[Work required] Work out how many lines below contain the word "unsupported", then give that number alone.

===== Input

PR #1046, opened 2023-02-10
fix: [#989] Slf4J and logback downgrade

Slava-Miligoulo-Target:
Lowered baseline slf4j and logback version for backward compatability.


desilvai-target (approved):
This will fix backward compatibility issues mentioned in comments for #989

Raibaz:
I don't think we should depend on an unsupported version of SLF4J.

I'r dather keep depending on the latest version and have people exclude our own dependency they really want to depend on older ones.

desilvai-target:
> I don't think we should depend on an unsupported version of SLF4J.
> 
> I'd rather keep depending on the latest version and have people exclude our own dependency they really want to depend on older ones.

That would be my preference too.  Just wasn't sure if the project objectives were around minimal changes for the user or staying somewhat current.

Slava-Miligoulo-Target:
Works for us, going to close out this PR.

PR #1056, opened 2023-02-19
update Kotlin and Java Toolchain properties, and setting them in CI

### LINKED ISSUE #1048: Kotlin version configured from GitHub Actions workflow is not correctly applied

==========
===== Input

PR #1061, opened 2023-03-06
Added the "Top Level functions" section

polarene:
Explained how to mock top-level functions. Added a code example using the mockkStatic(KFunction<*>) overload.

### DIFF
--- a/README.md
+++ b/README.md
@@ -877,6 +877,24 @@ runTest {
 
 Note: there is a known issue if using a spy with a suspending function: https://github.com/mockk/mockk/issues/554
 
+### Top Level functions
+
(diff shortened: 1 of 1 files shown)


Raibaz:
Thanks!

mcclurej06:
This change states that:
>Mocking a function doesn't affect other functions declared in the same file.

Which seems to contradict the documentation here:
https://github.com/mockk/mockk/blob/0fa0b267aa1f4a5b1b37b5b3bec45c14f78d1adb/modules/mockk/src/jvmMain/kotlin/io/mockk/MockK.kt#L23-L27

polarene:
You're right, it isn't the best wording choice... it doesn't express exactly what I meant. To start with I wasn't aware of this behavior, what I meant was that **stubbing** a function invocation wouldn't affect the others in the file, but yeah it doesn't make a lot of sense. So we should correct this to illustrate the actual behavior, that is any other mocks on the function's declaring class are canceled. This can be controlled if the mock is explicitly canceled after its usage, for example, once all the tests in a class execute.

==========

[Answer below] 2